> Work instructions:
Return every line from the one with "Merged as ed62aeff2, thanks! :)" through the one with "PR #539, opened 2019-06-27", inclusive, exactly as it appears below.

> Given data:
__________________________________________________

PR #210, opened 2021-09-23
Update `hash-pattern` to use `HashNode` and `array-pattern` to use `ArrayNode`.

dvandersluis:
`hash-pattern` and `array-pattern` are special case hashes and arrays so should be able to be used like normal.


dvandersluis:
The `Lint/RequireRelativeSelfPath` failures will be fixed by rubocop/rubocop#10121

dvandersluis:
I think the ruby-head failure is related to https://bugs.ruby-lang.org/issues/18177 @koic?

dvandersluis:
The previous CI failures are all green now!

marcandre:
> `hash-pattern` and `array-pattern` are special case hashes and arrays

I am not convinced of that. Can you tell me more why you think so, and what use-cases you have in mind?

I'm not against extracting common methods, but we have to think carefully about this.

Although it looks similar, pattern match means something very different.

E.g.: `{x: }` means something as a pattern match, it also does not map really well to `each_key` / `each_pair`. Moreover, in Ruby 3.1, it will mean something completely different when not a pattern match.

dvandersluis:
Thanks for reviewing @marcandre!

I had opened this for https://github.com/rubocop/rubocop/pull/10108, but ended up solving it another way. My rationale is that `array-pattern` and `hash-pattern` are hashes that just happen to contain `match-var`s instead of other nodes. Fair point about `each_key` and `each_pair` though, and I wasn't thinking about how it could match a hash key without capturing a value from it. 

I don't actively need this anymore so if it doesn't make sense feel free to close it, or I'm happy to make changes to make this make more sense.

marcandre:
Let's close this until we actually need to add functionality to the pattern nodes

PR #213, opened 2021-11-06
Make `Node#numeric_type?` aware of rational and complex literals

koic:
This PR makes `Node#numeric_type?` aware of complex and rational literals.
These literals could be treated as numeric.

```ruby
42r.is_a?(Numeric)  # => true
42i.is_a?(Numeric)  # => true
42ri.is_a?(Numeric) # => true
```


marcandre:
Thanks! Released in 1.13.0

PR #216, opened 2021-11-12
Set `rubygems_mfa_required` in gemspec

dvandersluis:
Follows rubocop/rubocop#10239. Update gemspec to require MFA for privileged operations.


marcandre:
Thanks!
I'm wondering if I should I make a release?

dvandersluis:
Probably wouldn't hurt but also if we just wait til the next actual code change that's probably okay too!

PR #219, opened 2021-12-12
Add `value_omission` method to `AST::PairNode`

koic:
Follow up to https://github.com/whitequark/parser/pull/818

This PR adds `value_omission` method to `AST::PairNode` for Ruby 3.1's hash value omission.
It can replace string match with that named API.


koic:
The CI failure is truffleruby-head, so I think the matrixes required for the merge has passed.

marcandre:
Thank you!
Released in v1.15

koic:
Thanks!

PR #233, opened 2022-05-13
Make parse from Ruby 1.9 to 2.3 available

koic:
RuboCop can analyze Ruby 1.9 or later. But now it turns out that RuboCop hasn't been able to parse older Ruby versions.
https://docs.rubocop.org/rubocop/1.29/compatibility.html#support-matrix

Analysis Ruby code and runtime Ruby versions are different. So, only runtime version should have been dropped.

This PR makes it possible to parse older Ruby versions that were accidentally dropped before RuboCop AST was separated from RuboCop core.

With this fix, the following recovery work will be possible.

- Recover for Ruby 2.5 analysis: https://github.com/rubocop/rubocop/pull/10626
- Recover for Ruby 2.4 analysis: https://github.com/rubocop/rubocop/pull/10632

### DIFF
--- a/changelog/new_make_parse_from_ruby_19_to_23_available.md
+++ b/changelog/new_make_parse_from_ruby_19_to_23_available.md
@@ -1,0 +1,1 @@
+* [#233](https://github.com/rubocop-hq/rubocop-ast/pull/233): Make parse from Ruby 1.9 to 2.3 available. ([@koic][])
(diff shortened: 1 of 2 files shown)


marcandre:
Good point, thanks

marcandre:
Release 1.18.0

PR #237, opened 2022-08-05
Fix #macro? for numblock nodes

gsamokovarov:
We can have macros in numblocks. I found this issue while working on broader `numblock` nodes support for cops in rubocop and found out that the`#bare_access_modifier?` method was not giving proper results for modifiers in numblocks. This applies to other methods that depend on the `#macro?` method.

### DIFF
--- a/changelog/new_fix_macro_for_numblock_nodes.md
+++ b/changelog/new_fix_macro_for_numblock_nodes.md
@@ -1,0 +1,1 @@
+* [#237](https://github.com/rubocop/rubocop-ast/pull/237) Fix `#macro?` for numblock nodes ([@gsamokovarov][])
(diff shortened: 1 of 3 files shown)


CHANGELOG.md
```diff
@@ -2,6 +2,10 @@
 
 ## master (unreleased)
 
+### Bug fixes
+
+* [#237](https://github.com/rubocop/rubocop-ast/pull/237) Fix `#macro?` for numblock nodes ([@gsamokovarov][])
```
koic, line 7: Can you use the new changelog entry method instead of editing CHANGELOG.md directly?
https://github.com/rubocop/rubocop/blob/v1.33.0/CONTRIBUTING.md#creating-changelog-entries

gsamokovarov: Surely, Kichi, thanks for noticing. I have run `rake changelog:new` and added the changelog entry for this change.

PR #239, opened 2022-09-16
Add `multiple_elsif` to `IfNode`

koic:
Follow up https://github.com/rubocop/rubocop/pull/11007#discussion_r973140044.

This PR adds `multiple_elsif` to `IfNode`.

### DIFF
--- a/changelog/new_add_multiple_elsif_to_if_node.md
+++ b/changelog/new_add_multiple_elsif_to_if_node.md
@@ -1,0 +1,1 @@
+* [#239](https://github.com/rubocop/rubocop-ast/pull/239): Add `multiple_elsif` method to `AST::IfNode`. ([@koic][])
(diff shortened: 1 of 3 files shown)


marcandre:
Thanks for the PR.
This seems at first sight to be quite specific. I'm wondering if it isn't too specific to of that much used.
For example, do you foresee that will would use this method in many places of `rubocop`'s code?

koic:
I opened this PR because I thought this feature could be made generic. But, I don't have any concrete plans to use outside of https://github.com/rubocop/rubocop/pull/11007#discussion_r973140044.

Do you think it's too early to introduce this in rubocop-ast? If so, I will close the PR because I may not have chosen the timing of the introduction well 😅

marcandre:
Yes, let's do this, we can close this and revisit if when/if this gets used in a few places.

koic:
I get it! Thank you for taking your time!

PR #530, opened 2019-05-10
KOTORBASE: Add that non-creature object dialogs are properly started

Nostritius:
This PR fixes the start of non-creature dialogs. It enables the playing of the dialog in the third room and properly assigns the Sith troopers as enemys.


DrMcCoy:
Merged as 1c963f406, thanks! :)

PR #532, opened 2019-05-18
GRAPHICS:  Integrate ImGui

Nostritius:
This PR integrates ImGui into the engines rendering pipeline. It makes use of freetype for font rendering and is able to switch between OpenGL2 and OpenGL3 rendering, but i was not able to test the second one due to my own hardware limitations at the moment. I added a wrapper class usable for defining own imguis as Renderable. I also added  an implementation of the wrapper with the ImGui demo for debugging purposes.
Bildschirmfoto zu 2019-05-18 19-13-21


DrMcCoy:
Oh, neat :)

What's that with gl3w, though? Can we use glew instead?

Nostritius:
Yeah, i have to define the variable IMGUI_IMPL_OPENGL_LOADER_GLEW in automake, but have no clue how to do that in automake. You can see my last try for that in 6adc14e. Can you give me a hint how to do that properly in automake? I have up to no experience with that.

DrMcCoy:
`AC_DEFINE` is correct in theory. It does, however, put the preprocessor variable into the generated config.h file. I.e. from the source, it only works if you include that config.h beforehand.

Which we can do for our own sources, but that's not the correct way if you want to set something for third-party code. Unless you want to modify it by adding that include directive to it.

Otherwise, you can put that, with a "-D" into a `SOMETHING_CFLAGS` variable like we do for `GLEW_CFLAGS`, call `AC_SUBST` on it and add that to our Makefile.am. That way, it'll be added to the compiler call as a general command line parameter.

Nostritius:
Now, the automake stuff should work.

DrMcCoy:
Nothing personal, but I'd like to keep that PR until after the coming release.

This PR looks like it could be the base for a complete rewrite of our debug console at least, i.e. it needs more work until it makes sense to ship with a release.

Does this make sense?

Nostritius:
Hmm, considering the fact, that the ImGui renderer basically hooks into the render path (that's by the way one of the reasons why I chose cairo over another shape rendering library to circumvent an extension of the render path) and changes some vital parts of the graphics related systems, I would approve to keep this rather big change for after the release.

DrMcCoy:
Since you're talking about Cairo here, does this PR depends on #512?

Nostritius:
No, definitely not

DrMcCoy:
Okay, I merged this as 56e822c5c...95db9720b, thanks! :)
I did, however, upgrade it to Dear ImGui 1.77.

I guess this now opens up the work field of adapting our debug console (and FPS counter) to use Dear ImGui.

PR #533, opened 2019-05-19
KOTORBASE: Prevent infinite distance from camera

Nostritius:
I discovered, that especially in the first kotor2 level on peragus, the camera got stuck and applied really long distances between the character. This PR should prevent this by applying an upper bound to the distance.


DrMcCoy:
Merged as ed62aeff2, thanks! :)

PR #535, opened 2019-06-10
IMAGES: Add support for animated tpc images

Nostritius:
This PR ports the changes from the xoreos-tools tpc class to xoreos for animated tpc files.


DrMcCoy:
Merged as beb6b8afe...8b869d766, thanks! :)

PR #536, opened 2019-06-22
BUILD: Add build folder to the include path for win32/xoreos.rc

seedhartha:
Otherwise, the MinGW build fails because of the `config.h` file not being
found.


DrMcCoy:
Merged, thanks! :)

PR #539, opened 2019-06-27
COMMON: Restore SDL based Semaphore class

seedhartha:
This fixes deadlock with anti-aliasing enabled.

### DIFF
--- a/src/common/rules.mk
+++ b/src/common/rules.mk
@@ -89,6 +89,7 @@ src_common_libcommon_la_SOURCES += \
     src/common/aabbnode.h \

__________________________________________________

> Response to this exercise:
Merged as ed62aeff2, thanks! :)

PR #535, opened 2019-06-10
IMAGES: Add support for animated tpc images

Nostritius:
This PR ports the changes from the xoreos-tools tpc class to xoreos for animated tpc files.


DrMcCoy:
Merged as beb6b8afe...8b869d766, thanks! :)

PR #536, opened 2019-06-22
BUILD: Add build folder to the include path for win32/xoreos.rc

seedhartha:
Otherwise, the MinGW build fails because of the `config.h` file not being
found.


DrMcCoy:
Merged, thanks! :)

PR #539, opened 2019-06-27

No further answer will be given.